PR #1081, opened 2017-09-14
OTP import: support hash names with HMAC- prefix

abbra:
Refactor convertHashName() method to accept hash names prefixed with
HMAC- or any other prefix. Extending the method should be easier in
future.

Fixes https://pagure.io/freeipa/issue/7146

### DIFF
--- a/ipaserver/install/ipa_otptoken_import.py
+++ b/ipaserver/install/ipa_otptoken_import.py
@@ -95,7 +95,9 @@ def convertTokenType(value):
 def convertHashName(value):
     "Converts hash names to their canonical names."
 
-    return {
+    default_hash = u"sha1"
+    known_prefixes = ("", "hmac-",)
+    known_hashes = {
         "sha1":    u"sha1",
         "sha224":  u"sha224",
         "sha256":  u"sha256",
@@ -106,7 +108,24 @@ def convertHashName(value):
         "sha-256": u"sha256",
         "sha-384": u"sha384",
         "sha-512": u"sha512",
-    }.get(value.lower(), u"sha1")
+    }
+
+    if value is None:
+        return default_hash
+
+    v = value.lower()
+    for prefix in known_prefixes:
+        if prefix:
+            w = v[len(prefix):]
+        else:
+            w = v
+        result = known_hashes.get(w)
+        if result is not None:
+            break
+    else:
+        result = default_hash
+
+    return result
 
 
 def convertHMACType(value):
--- a/ipatests/test_ipaserver/test_otptoken_import.py
+++ b/ipatests/test_ipaserver/test_otptoken_import.py
@@ -22,6 +22,7 @@ import os
 import pytest
 
 from ipaserver.install.ipa_otptoken_import import PSKCDocument, ValidationError
+from ipaserver.install.ipa_otptoken_import import convertHashName
 
 basename = os.path.join(os.path.dirname(__file__), "data")
 
@@ -129,3 +130,21 @@ class test_otptoken_import(object):
                 'ipatokenotpdigits': 8,
                 'type': u'hotp',
             })]
+
+    def test_valid_tokens(self):
+        assert convertHashName('sha1') == u'sha1'
+        assert convertHashName('hmac-sha1') == u'sha1'
+        assert convertHashName('sha224') == u'sha224'
+        assert convertHashName('hmac-sha224') == u'sha224'
+        assert convertHashName('sha256') == u'sha256'
+        assert convertHashName('hmac-sha256') == u'sha256'
+        assert convertHashName('sha384') == u'sha384'
+        assert convertHashName('hmac-sha384') == u'sha384'
+        assert convertHashName('sha512') == u'sha512'
+        assert convertHashName('hmac-sha512') == u'sha512'
+
+    def test_invalid_tokens(self):
+        """The conversion defaults to sha1 on unknown hashing"""
+        assert convertHashName('something-sha256') == u'sha1'
+        assert convertHashName('') == u'sha1'
+        assert convertHashName(None) == u'sha1'


ipaserver/install/ipa_otptoken_import.py
```diff
@@ -106,7 +107,21 @@ def convertHashName(value):
         "sha-256": u"sha256",
         "sha-384": u"sha384",
         "sha-512": u"sha512",
-    }.get(value.lower(), u"sha1")
+    }
+
+    v = value.lower()
+    for prefix in known_prefixes:
+        if len(prefix) > 0:
```
rcritten: Just a nit, I think this is equivalent and more efficient:

if prefix:

abbra: Right, this is just cleaner as well. I've pushed an update.

abbra:
Somehow, simple replication test failed. I'm sure my changes aren't related to that one at all.

rcritten:
How about some test cases:

    #
    # Copyright (C) 2017  FreeIPA Contributors see COPYING for license
    #
    """
    Tests for the `ipaserver.install/ipa_otptoken_import` module.
    """
    
    from ipaserver.install import ipa_otptoken_import
    import pytest
    
    pytestmark = pytest.mark.tier0
    
    def test_valid_tokens():
        assert ipa_otptoken_import.convertHashName('sha1') == u'sha1'
        assert ipa_otptoken_import.convertHashName('hmac-sha1') == u'sha1'
        assert ipa_otptoken_import.convertHashName('sha224') == u'sha224'
        assert ipa_otptoken_import.convertHashName('hmac-sha224') == u'sha224'
        assert ipa_otptoken_import.convertHashName('sha256') == u'sha256'
        assert ipa_otptoken_import.convertHashName('hmac-sha256') == u'sha256'
        assert ipa_otptoken_import.convertHashName('sha384') == u'sha384'
        assert ipa_otptoken_import.convertHashName('hmac-sha384') == u'sha384'
        assert ipa_otptoken_import.convertHashName('sha512') == u'sha512'
        assert ipa_otptoken_import.convertHashName('hmac-sha512') == u'sha512'
    
    def test_invalid_tokens():
        """The conversion defaults to sha1 on unknown hashing"""
        assert ipa_otptoken_import.convertHashName('something-sha256') == u'sha1'
        assert ipa_otptoken_import.convertHashName('') == u'sha1'
        assert ipa_otptoken_import.convertHashName(None) == u'sha1'

Note that the last test fails because None is not allowed. It fails on v.lower(). Should it be allowed?

abbra:
That's a good part (last test) but failure in https://fedorapeople.org/groups/freeipa/prci/jobs/3764e65e-9965-11e7-9e9b-fa163eb0eb3c/report.html is test_integration/test_simple_replication.py::TestSimpleReplication::()::test_user_replication_to_master

rcritten:
Yeah our comments passed each other in the night ...

I'm not worried about the replication failure. I can't see how that could possibly be related to this change.

abbra:
I've updated a bit to explicitly check for None value and set out default hash together with other definitions. This should be enough to cover all cases. However, the tests you pointed to aren't even executed anywhere or otherwise asserts would caught up 'hmac-sha224' already. Below is an output from the original code, without my changes:

```python
# python
Python 2.7.13 (default, Jun 26 2017, 10:20:05) 
[GCC 7.1.1 20170622 (Red Hat 7.1.1-3)] on linux2
>>> from ipaserver.install import ipa_otptoken_import
>>> ipa_otptoken_import.convertHashName('hmac-sha224')
u'sha1'
>>> def test_valid_tokens():
...     assert ipa_otptoken_import.convertHashName('sha1') == u'sha1'
...     assert ipa_otptoken_import.convertHashName('hmac-sha1') == u'sha1'
...     assert ipa_otptoken_import.convertHashName('sha224') == u'sha224'
...     assert ipa_otptoken_import.convertHashName('hmac-sha224') == u'sha224'
...     assert ipa_otptoken_import.convertHashName('sha256') == u'sha256'
...     assert ipa_otptoken_import.convertHashName('hmac-sha256') == u'sha256'
...     assert ipa_otptoken_import.convertHashName('sha384') == u'sha384'
...     assert ipa_otptoken_import.convertHashName('hmac-sha384') == u'sha384'
...     assert ipa_otptoken_import.convertHashName('sha512') == u'sha512'
...     assert ipa_otptoken_import.convertHashName('hmac-sha512') == u'sha512'
... 
>>> def test_invalid_tokens():
...     """The conversion defaults to sha1 on unknown hashing"""
...     assert ipa_otptoken_import.convertHashName('something-sha256') == u'sha1'
...     assert ipa_otptoken_import.convertHashName('') == u'sha1'
...     assert ipa_otptoken_import.convertHashName(None) == u'sha1'
... 
>>> test_valid_tokens()
  File "<stdin>", line 5, in test_valid_tokens
AssertionError
>>> test_invalid_tokens()
  File "<stdin>", line 5, in test_invalid_tokens
  File "/usr/lib/python2.7/site-packages/ipaserver/install/ipa_otptoken_import.py", line 105, in convertHashName
    }.get(value.lower(), u"sha1")
AttributeError: 'NoneType' object has no attribute 'lower'
>>> 
```

rcritten:
def test_valid_tokens():
            assert ipa_otptoken_import.convertHashName('sha1') == u'sha1'
            assert ipa_otptoken_import.convertHashName('hmac-sha1') == u'sha1'
            assert ipa_otptoken_import.convertHashName('sha224') == u'sha224'
    >       assert ipa_otptoken_import.convertHashName('hmac-sha224') == u'sha224'
    E       AssertionError: assert 'sha1' == 'sha224'
    E         - sha1
    E         + sha224

It fails for me as expected without your patch.

As for None, I could go either way on whether you want to drop that test or add a None test in the code.

abbra:
I did add handling of None it the last push, so now it should be covering all the cases.

abbra:
As discussed on IRC, I added tests created by @rcritten  above to this changeset. Hopefully, we wouldn't regress anymore.

rcritten:
The None test needs to test value not v:

    >       if v is None:
    E       UnboundLocalError: local variable 'v' referenced before assignment

stlaz:
master:

* 8661611d3e1d63a01fdc250610a87b3813e5125f OTP import: support hash names with HMAC- prefix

> **WHAT IS NEEDED**:
Copy the material above word for word, taking the first line, the line containing "import PSKCDocument, ValidationError", and every line between them, and nothing else.

> **SOLUTION TO THE PROBLEM**:
PR #1081, opened 2017-09-14
OTP import: support hash names with HMAC- prefix

abbra:
Refactor convertHashName() method to accept hash names prefixed with
HMAC- or any other prefix. Extending the method should be easier in
future.

Fixes https://pagure.io/freeipa/issue/7146

### DIFF
--- a/ipaserver/install/ipa_otptoken_import.py
+++ b/ipaserver/install/ipa_otptoken_import.py
@@ -95,7 +95,9 @@ def convertTokenType(value):
 def convertHashName(value):
     "Converts hash names to their canonical names."
 
-    return {
+    default_hash = u"sha1"
+    known_prefixes = ("", "hmac-",)
+    known_hashes = {
         "sha1":    u"sha1",
         "sha224":  u"sha224",
         "sha256":  u"sha256",
@@ -106,7 +108,24 @@ def convertHashName(value):
         "sha-256": u"sha256",
         "sha-384": u"sha384",
         "sha-512": u"sha512",
-    }.get(value.lower(), u"sha1")
+    }
+
+    if value is None:
+        return default_hash
+
+    v = value.lower()
+    for prefix in known_prefixes:
+        if prefix:
+            w = v[len(prefix):]
+        else:
+            w = v
+        result = known_hashes.get(w)
+        if result is not None:
+            break
+    else:
+        result = default_hash
+
+    return result
 
 
 def convertHMACType(value):
--- a/ipatests/test_ipaserver/test_otptoken_import.py
+++ b/ipatests/test_ipaserver/test_otptoken_import.py
@@ -22,6 +22,7 @@ import os
 import pytest
 
 from ipaserver.install.ipa_otptoken_import import PSKCDocument, ValidationError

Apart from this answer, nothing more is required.